=== RECORD SET ===

PR #73, opened 2024-08-07
Save test results to a json file & Display results Visuals on the website

AhmedBasem20:


AhmedBasem20:
Hello @etpeterson, @oliverchampion
I managed to capture the expected and actual fitting values for each test and store them as a json file.
You can check [the website here](https://ahmedbasem20.github.io/TF2.4_IVIM-MRI_CodeCollection/dashboard/) to see the results, please let me know if you have any comments, thanks.

Data point example:
```
         {
            "name": "Myocardium LV",
            "algorithm": "ETP_SRI_LinearFitting",
            "f_fit": 0.1851456126831551,
            "Dp_fit": 0.007000571619495537,
            "D_fit": 0.0023544011841776917,
            "f": 0.14999999999999997,
            "Dp": 0.08,
            "D": 0.0024,
            "status": "PASSED"
        }
```

Tolerance values:

```
    "rtol": {
        "f": 5,
        "D": 5,
        "Dp": 25
    },
    "atol": {
        "f": 0.01,
        "D": 0.01,
        "Dp": 0.1
    }
```

tests/IVIMmodels/unit_tests/test_ivim_fit.py
```diff
@@ -161,14 +62,35 @@ def data_ivim_fit_saved():
...
+        "f_fit": to_list_if_needed(f_fit),
+        "Dp_fit": to_list_if_needed(Dp_fit),
+        "D_fit": to_list_if_needed(D_fit),
+        "f": to_list_if_needed(data['f']),
+        "Dp": to_list_if_needed(data['Dp']),
+        "D": to_list_if_needed(data['D']),
+        "status": "PASSED"
+    }
+    if xfail["xfail"]:
+        test_result['status'] = "XFAILED"
```
etpeterson, line 88: What happens if this test fails? I'm not sure actually if it would continue to run or stop, but the `test_result` clearly only has `PASS` and `XFAILED`.

tests/IVIMmodels/unit_tests/test_ivim_fit.py
```diff
@@ -161,14 +62,35 @@ def data_ivim_fit_saved():
...
+
+    test_results.append(test_result)
+    with open('test_results_report.json', 'w') as f:
```
etpeterson, line 91: This is writing the entire json for each test which is surely slowing things down a lot. It's also custom code that's going to need to be considered for every change of the test.

What I suggested last time and I'll suggest again is to look into other ways pytest can do this. A 5 minute google search is showing `pytest --json-report`, `Pytest-harvest`, and possibly pytest fixtures. Have you considered any of these?

etpeterson (changes requested):
I think the logging needs to be changed in some way.

tests/IVIMmodels/unit_tests/test_ivim_fit.py
AhmedBasem20: I did look into pytest-json-report but It gives a complex report with unnecessary information, the only way I see to include our custom values is by logging it into the code, and the final result file is not clean after then.

I'm now using pytest fixture for handling report generation.

tests/IVIMmodels/unit_tests/test_ivim_fit.py
AhmedBasem20: For the current setup it fails on the CI, is that correct? Or should it be marked on the file as `Failed` and the test should pass?
I tried changing the tolerance values and it fails for some cases with that error for example:
```
E           AssertionError: 
E           Not equal to tolerance rtol=0.05, atol=0.01
E           
E           Mismatched elements: 1 / 1 (100%)
E           Max absolute difference: 0.03707215
E           Max relative difference: 0.3462352
E            x: array(0.07)
E            y: array(0.107072)
```
image

etpeterson: I don't think the test should be failing currently. If you changed it to fail then that makes sense.

But if it fails does it write the file? And if it does write the file it doesn't correctly report the failed test because the only two options for `test_result['status']` are `PASSED` and `XFAILED`. This is why I'm strongly suggesting using a package or some method that is designed to do this rather than trying to force something.

I'm also noticing that you're not doing anything with this value. Ideally the plots would have colored points based on the status, for example green for pass, blue for xfail, red for fail.

tests/IVIMmodels/unit_tests/test_ivim_fit.py
etpeterson: What about `record_property`? https://docs.pytest.org/en/7.1.x/how-to/output.html

Not sure what you mean about the final result file not being clean, but using what is essentially a global variable isn't great. You essentially created a custom fixture that no other test can use because doing so would corrupt the test logging. A "manual" logging solution like this should be the last resort - it's very hard to maintain and because it operates outside of the testing structure it's hard to keep consistent, e.g. capturing the pass/xfail/fail criteria.

etpeterson (changes requested):

tests/IVIMmodels/unit_tests/test_ivim_fit.py
AhmedBasem20: I got your point, thanks for explaining.
image
That's how the report looks like, I used `pytest --json-report` with `record_property` for capturing the data. I'll update the frontend depending on that report and update the PR.

etpeterson: Ok, just from that it doesn't look too bad. Seems like the code changes are still incoming?

AhmedBasem20: yeah I'm getting weird bugs on the frontend after updating code, I'll give it a final attempt and then push.
image

.github/workflows/website.yml
```diff
@@ -46,12 +46,19 @@ jobs:
         with:
           name: 'Data'
 
+      - name: Run the test that generates the plots report.
+        run: |
+          pytest tests/IVIMmodels/unit_tests/test_ivim_fit.py --json-report
```
etpeterson, line 51: I think `json-report` is now a requirement?

Also, why run this test again and not get the same data from the initial run?

tests/IVIMmodels/unit_tests/test_ivim_fit.py
```diff
@@ -4,113 +4,23 @@
...
 import os
-
+import logging
 from src.wrappers.OsipiBase import OsipiBase
 from utilities.data_simulation.GenerateData import GenerateData
-
+logger = logging.getLogger(__name__)
 #run using python -m pytest from the root folder
 
+@pytest.fixture(scope="session")
```
etpeterson, line 13: Is this all still necessary?

etpeterson (changes requested):

.github/workflows/website.yml
AhmedBasem20: > I think json-report is now a requirement?

yeah, done.

> Also, why run this test again and not get the same data from the initial run?

Do you mean the unit test run? I don't find a straight way of doing it, as we have a matrix of runs so which file we should get the data from those multiple jobs?
image

tests/IVIMmodels/unit_tests/test_ivim_fit.py
AhmedBasem20: no, removed now.

website/dashboard/test_plots.js
```diff
@@ -0,0 +1,54 @@
...
+                var scatter_trace = {
+                    x: reference_values,
+                    y: errors,
+                    mode: 'markers',
+                    type: 'scatter',
+                    name: parameter.toUpperCase() + ' Fit Errors'
+                };
+
+                var tolerance_trace = {
+                    x: reference_values,
```
etpeterson, line 22: This should be data min to data max or just fixed numbers

website/dashboard/test_plots.js
```diff
@@ -0,0 +1,54 @@
...
+    fetch('report-summary.json')
+        .then(response => response.json())
+        .then(data => {
+            function createPlot(container, parameter) {
+                var reference_values = data.map(d => d[parameter]);
+                var fit_values = data.map(d => d[parameter + '_fit']);
+                var errors = fit_values.map((d, i) => d - reference_values[i]);
+
+                var tolerance = reference_values.map((d, i) => data[i]['atol'][parameter] + data[i]['rtol'][parameter] * d);
+                var negative_tolerance = reference_values.map((d, i) => -(data[i]['atol'][parameter] + data[i]['rtol'][parameter] * d));
```
etpeterson, line 11: Could simplify to negative tolerance rather than running the whole equation again.

etpeterson (changes requested):

tests/IVIMmodels/unit_tests/test_ivim_fit.py
```diff
@@ -4,114 +4,12 @@
 import json
 import pathlib
 import os
-
+import logging
 from src.wrappers.OsipiBase import OsipiBase
 from utilities.data_simulation.GenerateData import GenerateData
-
+logger = logging.getLogger(__name__)
```
etpeterson, line 10: I think logging is also still not necessary?

website/dashboard/test_plots.js
AhmedBasem20: That's how it looks like after the changes:
image

.github/workflows/website.yml
etpeterson: What about saving from the first run only? https://stackoverflow.com/questions/70532207/github-action-yaml-how-to-refer-an-item-in-a-matrix-array

But also only if it's one that runs the analysis. Maybe that's too much optimization.

website/dashboard/test_plots.js
```diff
@@ -0,0 +1,58 @@
+document.addEventListener('DOMContentLoaded', function() {
+    fetch('report-summary.json')
+        .then(response => response.json())
+        .then(data => {
+            function createPlot(container, parameter) {
+                var reference_values = data.map(d => d[parameter]);
+                var fit_values = data.map(d => d[parameter + '_fit']);
+                var errors = fit_values.map((d, i) => d - reference_values[i]);
+
+                var tolerance = reference_values.map((d, i) => data[i]['atol'][parameter] + data[i]['rtol'][parameter] * d);
```
etpeterson, line 10: This doesn't seem right to me, both the code and the plots. For example, your last plot shows the error bounds decreasing as x increases, that could only happen if `rtol<0`.

In the code you calculate the tolerance values for every single point then calculate the min and max x-value, then plot the first 2 tolerances with those min and max values? Shouldn't it be the other way around? Calculate the min and max x-values and then calculate the y tolerances?

etpeterson (changes requested):

website/dashboard/test_plots.js
AhmedBasem20: Just pushed the changes, here is the last update:
image

website/dashboard/test_plots.js
```diff
@@ -6,14 +6,14 @@ document.addEventListener('DOMContentLoaded', function() {
...
-
-                var tolerance = reference_values.map((d, i) => data[i]['atol'][parameter] + data[i]['rtol'][parameter] * d);
-                var negative_tolerance = tolerance.map(t => -t);
-
                 var minRefValue = Math.min(...reference_values);
                 var maxRefValue = Math.max(...reference_values);
                 // Create a range for tolerance trace x axis.
                 var xRange = [minRefValue, maxRefValue];
+
+                var tolerance = xRange.map((d, i) => data[reference_values.indexOf(d)]['atol'][parameter] + data[i]['rtol'][parameter] * d);
```
etpeterson, line 14: Your index in `rtol` should be the same as in `atol`. You're choosing different datasets for both parts of the equation.

etpeterson, line 14: I think we had also talked about plotting one or multiple bounds? What do you think @oliverchampion Currently this is somewhat randomly choosing the bounds as the bounds of the values at the endpoints.

etpeterson (changes requested):

website/dashboard/test_plots.js
oliverchampion: @AhmedBasem20, do you have the link to the latest dashboard?
@etpeterson For unit testing (errors), I think having 1 bound is probably okay for now. When we go into functional testing, we could add f-dependent and SNR-dependent bounds, but I'm also unsure how one would intuitively visualize multiple bounds...

etpeterson: So the question is, what bound should we choose? When fixed it will be whatever datapoint is at the beginning or end. That's somewhat random so should it be the max or min y-extent?

AhmedBasem20: yeah, that's how the plots look after correctly accessing the tolerances of the min and max reference values:

image

AhmedBasem20: > @AhmedBasem20, do you have the link to the latest dashboard?

I'm deploying it, it will be available in ~30 minutes here: https://ahmedbasem20.github.io/TF2.4_IVIM-MRI_CodeCollection/dashboard/

etpeterson: That error was something that I've been meaning to fix. I think it should be fixed here, but it will take a while to see. So you can merge that into yours if it's working. https://github.com/OSIPI/TF2.4_IVIM-MRI_CodeCollection/pull/82/

AhmedBasem20: it is now working [here](https://ahmedbasem20.github.io/TF2.4_IVIM-MRI_CodeCollection/dashboard/), please let me know what you think, thanks.

AhmedBasem20:
Hey @etpeterson @oliverchampion Please check the following [dashboard updates](https://ahmedbasem20.github.io/TF2.4_IVIM-MRI_CodeCollection/dashboard/):
- I added default tolerance bounds that accurately wrap the data after visual testing.
- Set data point color depending on the test status. (passed, failed, or xfailed).
- Display algorithm and region when hovering over data points.

etpeterson (approved):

===

#### [ABOUT THIS TASK]
Looking through the records, copy out every line in which the word "working" is found.

#### [RESULT]
etpeterson: That error was something that I've been meaning to fix. I think it should be fixed here, but it will take a while to see. So you can merge that into yours if it's working. https://github.com/OSIPI/TF2.4_IVIM-MRI_CodeCollection/pull/82/
AhmedBasem20: it is now working [here](https://ahmedbasem20.github.io/TF2.4_IVIM-MRI_CodeCollection/dashboard/), please let me know what you think, thanks.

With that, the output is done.